One of the ways that my wife and I handle the waiting process is by reading or listening to books on the subject of adoption and foster-adoption, or by watching documentaries and films on this theme. A couple of evenings ago, we decided to try and find an adoption-themed movie. After perusing some of the posts on the Adoptive Families website, we settled upon a film called Martian Child starring John Cusack, Bobby Coleman, Amanda Peet, and Oliver Platt. There are plenty of kid-age-friendly movies out there with foster/adoption themes (and this one pretty much is as well being rated PG), but we were looking for something slightly more from both the perspective of the child and the adoptive parents. (Note: the discussion below will discuss plot points and thus contain spoilers.)
In a nutshell, the story is about a widower and famous science fiction author named David (Cusack) who finds himself wanting to adopt a child out of foster care. He finds himself drawn toward a particular boy named Dennis (Coleman) who is convinced he is from Mars, initially hiding from all earthlings only to observe them from afar. The main story arc that follows chronicles the ups and downs of their bonding relationship.
A brief search of the movie critics out there reveal that they are really rather unkind to this movie. Emotionally manipulative, they say (which I really think is just a childish resentment for actually having one’s heartstrings tugged), or that there is a fair amount of predictability here. Well then. I guess I didn’t go into a movie about foster adoption expecting 1) that I would coldly observe the story unemotionally and 2) that it would break new ground. It’s almost ironic that the critics who seem to hate having warm-blooded emotions end up repeating the same condition as the traumatized and wounded child in this story. (I suppose I should stop psychoanalyzing further.) At least based on the main tired criticisms that I’ve seen, I am not interested in approaching a film on this subject like that.
This movie is not a perfect specimen* (apparently the book gets better reviews in general), but the story is actually very compelling for convincing reason. For me, it is clear that this story is based on some very real experience of somebody who has struggled with the attachment process of having an adopted child. Dennis has evidently been through trauma: the trauma of isolation and especially the trauma of abandonment. I’ve been reading a number of books in the areas of foster/adoption and attachment and one thing that anybody will tell you about children going through trauma at a particular age is that, at these ages, children tend to have a real form of magical thinking and they will form various coping habits based around such thinking.
The literature suggests that you should at first not be afraid to actually be somewhat of an “enabler” for a brief amount of time in these situations. As an example, if the child has developed a habit of hoarding food in their room, give them food to put in their room. In the film, David allows Dennis’ magical realism over Martian origins to remain unquestioned at first. Sure, being a sci-fi author makes him the perfect fatherly candidate for such a child, as supporting characters also point out.
The issue, however, is not the food hoarding itself, nor is it, in the case of the movie, the Martian play-acting. Instead, the core issue is the child’s feeling of safety, of belonging, of being loved, of having permanent parents (or in this case a single parent) who will never, ever, ever, ever, ever, ever, ever leave the child. Once the child(ren) know this in the depths of their being as experienced over time, these coping behaviors inevitably start vanishing. The child is assured of their next meal, so they hoard less and less; the child feels safe in the presence of their parents so they no longer become frightened when the parents are no longer within eyesight; or as in this movie, it becomes clear that the primary issue is similar such that the magical realism behavior surrounding being a “Martian Child” starts to go away after the father makes a very concerted and convincing declaration that he will never leave Dennis.

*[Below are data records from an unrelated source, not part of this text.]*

PR #1115, opened 2022-08-06
Allow passing --verbose-logger multiple times

Akuli:
While working on #1114, I tried:

```
python3 -m porcupine --verbose-logger=porcupine.plugins.pygments_highlight --verbose-logger=porcupine.plugins.tree_sitter_highlight
```

Before this PR, only the second `--verbose-logger` does something. The output is:

```
log file: /home/akuli/.cache/porcupine/log/2022-08-06T15-47-37.txt
porcupine.plugins.tree_sitter_highlight DEBUG: ran tree_sitter_highlight.setup() in 34.375 milliseconds
```

After this PR, both work:

```
log file: /home/akuli/.cache/porcupine/log/2022-08-06T15-48-30.txt
porcupine.plugins.pygments_highlight DEBUG: ran pygments_highlight.setup() in 0.499 milliseconds
porcupine.plugins.tree_sitter_highlight DEBUG: ran tree_sitter_highlight.setup() in 37.312 milliseconds
```

### DIFF
--- a/porcupine/_logs.py
+++ b/porcupine/_logs.py
@@ -62,16 +62,7 @@ def _open_log_file() -> TextIO:
     assert False  # makes mypy happy
 
 
-class _FilterThatDoesntHideWarnings(logging.Filter):
-    def filter(self, record: logging.LogRecord) -> bool:
-        return record.levelno >= logging.WARNING or super().filter(record)
-
-
-# verbose_logger can be:
-#   - empty string (print everything)
-#   - logger name (print only messages from that logger)
-#   - None (only print errors)
-def setup(verbose_logger: str | None) -> None:
+def setup(*, all_loggers_verbose: bool, verbose_loggers: list[str]) -> None:
     handlers: list[logging.Handler] = []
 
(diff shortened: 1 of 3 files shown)


porcupine/_logs.py
```diff
@@ -87,11 +78,18 @@ def setup(verbose_logger: str | None) -> None:
...
+        print_handler.setLevel(logging.DEBUG)
+        if not all_loggers_verbose:
+            print_handler.addFilter(
+                lambda record: (
+                    # Always show warnings and errors
+                    record.levelno >= logging.WARNING
+                    # If --verbose-loggers=foo is passed on command line, show all messages
+                    # from loggers "foo", "foo.bar", "foo.bar.baz"
+                    or record.name in verbose_loggers
+                    or any(record.name.startswith(name + ".") for name in verbose_loggers)
```
Akuli, line 90: This looks like it could be slow. This runs for all log messages, and this would probably be best avoided with a `setLevel` when there are no extra-verbose loggers.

The feelings of safety don’t come merely from verbal assurances but also particularly from the actual being-present of the parent(s). This was very clear. David proved his constancy by actually being there, by always showing up, and especially by looking for (and finding) Dennis when he tried to leave earth from the perilous heights of a science museum roof.
The film is also winsomely acted, and the supporting characters and side plots are great. In particular, the developing chemistry between Dennis and David was very moving. It’s also very funny at times. There’s also plenty of undeveloped stuff here as well regarding David’s own journey that I’m sure the book fleshes out more.
For us at this waiting stage of the approval process, we are merely active observers and learners who have gone through training classes, foster-adoption support groups, and read a number of books both from a clinical perspective on the themes of attachment and bonding as well as books from a purely experiential perspective in the form of memoirs. I would be curious to hear from any foster-adoptive parents who have gone through the process to know if the film resounds truthfully (or not) with their own experience—given the usual caveat that ever experience and situation is so very unique.
Here is the official trailer for the film. Just a word of warning, this is one of those trailers that kind of gives away more than just Act I of the story, so if you’ve read this spoiler-filled reflection thus far and don’t particularly care, have at it.
* E.g., how did he get the film for his Polaroid camera when it was explained that he takes pictures with an empty camera? Clearly, Cusack’s character probably buys it for him since the Polaroid film doesn’t start appearing until after the placement in the home. It’s a super minor plot quibble but honestly you forget about it really quick because an adult audience has brains to figure that out.